A randomised study comparing sequential to alternating doxorubicin and CMF therapy in the adjuvant treatment of patients with breast cancer and more than three positive axillary nodes has already been published (Bonadonna et al, 1995). The sequential regimen was shown to be significantly superior to the alternating one, in terms of both relapse rates (42% vs 28%, P=0.002) and overall survival (58% vs 44%, P=0.002). These results influenced the design of subsequent clinical studies and may explain the large number of ongoing studies that are evaluating sequential regimens in the adjuvant setting (Hudis et al, 1999; Burris, 2000; Di Leo et al, 2000). It would appear, therefore, that further evaluation of sequential and alternating regimens is necessary in MBC.

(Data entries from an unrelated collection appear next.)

PR #412, opened 2021-02-13
Update module-types.md

Tiberriver256:
As a person new to Microfrontend, it was awkward for me to have to shift mid-article from using the term Microfrontend to the acronym MFE. My personal opinion is that the acronym should be either introduced early in the article with an explanation (could be as simple as putting the acronym next to the term `Microfrontend (MFE)`) or not used in this article.


internettrans (approved):
Agreed, thanks

PR #413, opened 2021-02-15
docs(separating-applications): add monorepo example

petermikitsh:
I made a monorepo example: https://github.com/petermikitsh/learn-single-spa

If there's more you'd like to see in that repo, let me know. I'd be appreciative of any feedback to make it more "monorepo-y" to satisfy being an example.


internettrans (commented):
Thanks for the contribution - would you mind also adding it to the Community Examples section of https://github.com/single-spa/single-spa.js.org/blob/master/website/versioned_docs/version-5.x/examples.md?

I do not have time to look through your example repo, but am happy to merge this anyway.

filoxo (commented):
I was able to review your repo. The code looks good to me. If I were to ask for changes could you:
- add some documentation comparing your setup to [our Recommended Setup](https://single-spa.js.org/docs/recommended-setup/)
- add some documentation detailing if/how to achieve [independent deployments](https://single-spa.js.org/docs/faq/#can-single-spa-applications-be-deployed-independently)
    - https://github.com/single-spa/single-spa.js.org/pull/329 goes a little more in-depth into how independent deployments could be achieved but it seems to depend on Circle CI at the moment. I could very well be wrong though.

These are very soft requirements though. We could merge this even before you do those since those changes will be on your repo's side. 

I agree with Joel, this could also be linked to in the Examples page. That does make me wonder, what examples should be included in this page @joeldenning? Just any repo that is implemented with a monorepo tool?

PR #433, opened 2021-04-08
Update ecosystem-ember.md

stephencweiss:
Ember ecosystem now allows for npm/yarn and the `app.import` would then reference `node_modules`, not `bower_components`, if used.


internettrans (approved):
thanks

PR #464, opened 2021-06-29
chore: add deutsche telekom logo to Users

Lalaluka:
Hi together ✌️,

after some rounds with @joeldenning we finally figured out how to find a good way to add the Deutsche Telekom Logo to the single-spa website without running into Licensing Problems.

If any issues occur the internal Approval Number of the Brand Project is: `P25926`
(Joel also holds a license to use the logo for this purpose)

For now, I didn't add us to the pinned companies. But we would be delighted to be pinned of course 😉


internettrans:
Let's make this one pinned - looks good!

Lalaluka:
Just added the pinned 👍

internettrans (approved):
Thanks!

PR #242, opened 2019-10-17
Add possibility to specify download path as input parameter

rukawata:
Add optional input dir to specify the location to download the bits:

```
>python3 basket.py -h
usage: basket.py [-h] --config CONFIG [--dir DIR] [--basket] [--dryrun]

Downloader

optional arguments:
  -h, --help       show this help message and exit
  --config CONFIG  The configuration file
  --dir DIR        Location to place the download file
  --basket         To include item in the basket, default False
  --dryrun         Set dryrun will not actually download the bits
```

### DIFF
--- a/deploy/v2/python_scripts/downloader/README.MD
+++ b/deploy/v2/python_scripts/downloader/README.MD
@@ -11,6 +11,7 @@ DLM stands for Download Manager
 - add SMP credentials to JSON files `(hdb.json`, `s4.json` are examples for different scenarios).
 - `python3 basket.py --help` : check required inputs
 - `--config <name of the json>` : Mandatory. It triggers download of bits according to SAP_Scenarios.py and JSON input files
+- `--dir <absolute path to download the bits`: Optional. The downloader will use this dir to store downloaded bits instead of default path
 - `--basket`: If set, it triggers download of bits according to SAP_Scenarios.py and JSON input files + the latest files (add in one shot into the basket) from SMP download basket.
 - `--dryrun`: If set, it triggers the download without actually download the bits.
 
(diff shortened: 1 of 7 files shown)


deploy/v2/python_scripts/downloader/README.MD
```diff
@@ -11,6 +11,7 @@ DLM stands for Download Manager
 - add SMP credentials to JSON files `(hdb.json`, `s4.json` are examples for different scenarios).
 - `python3 basket.py --help` : check required inputs
 - `--config <name of the json>` : Mandatory. It triggers download of bits according to SAP_Scenarios.py and JSON input files
+- `--dir <absolute path to download the bits`: Optional. The downloader will use this dir to store downloaded bits instead of default path
```
pabowers: what is the default path that is used?

deploy/v2/python_scripts/downloader/README.MD
```diff
@@ -11,6 +11,7 @@ DLM stands for Download Manager
...
 - `--basket`: If set, it triggers download of bits according to SAP_Scenarios.py and JSON input files + the latest files (add in one shot into the basket) from SMP download basket.
 - `--dryrun`: If set, it triggers the download without actually download the bits.
```
tniek: Your PR description says:
`Dryrun set to True will not actually download the bits`

Which of the two is it? `--dryrun` or `--Dryrun=True`?

deploy/v2/python_scripts/downloader/README.MD
rukawata: > what is the default path that is used?

Default path would be the same folder as the python script.

deploy/v2/python_scripts/downloader/README.MD
rukawata: Should be just add flag Dryrun. Thanks for catching that!

PR #243, opened 2019-10-18
Add conversion from bytes to string

rukawata:
To insure the scripts is compatible with lower python version (eg. 3.4), add explicit conversion for the response content from bytes to string.

### DIFF
--- a/deploy/v2/input.json
+++ b/deploy/v2/input.json
@@ -21,7 +21,7 @@
                         "is_existing" : "",
                         "arm_id" : "",
                         "name" : "",
-                        "allowed_ips" :[] 
+                        "allowed_ips" : ["0.0.0.0/0"] 
                     }
                 }
             },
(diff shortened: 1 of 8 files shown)


lagalbra:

In the study reported here, which uses a Fleming one-stage design (Fleming, 1982), with pre-specified parameters for criteria the investigators would consider to be acceptable response rates, it is interesting to note that no statistical difference in the treatment outcome was demonstrated between the two sequential arms and the alternating regimen (P=0.110, not significant). However, the response rate was less encouraging in the SEQ F arm (52.3%) than in the other two arms (71.1% for ALT and 70.5% for SEQ T), in which docetaxel was administered first, despite a lower combined incidence of bone and liver metastases among patients in the SEQ F arm. A poor response rate to chemotherapy is generally observed in bone metastases and the efficacy of treatment is often difficult to determine at this site (Leonard et al, 1994). Furthermore, metastases in the liver are known to be less chemosensitive than those at other sites.

None of the tested schedules was clearly superior in terms of toxicity. The majority of cycles of the three regimens was administered at the planned dose-intensity and was well tolerated, with no cumulative toxicities being observed.

In conclusion, given that the aim of the present study was to evaluate the effect of adding docetaxel to the FEC regimen for the treatment of MBC, and to determine whether the use of either an alternating or a sequential schedule could alter the efficacy or cumulative toxicity of this combination, our results indicate that the addition of docetaxel to the FEC regimen is, indeed, active in MBC, and that the ALT and SEQ T regimens warrant further investigation.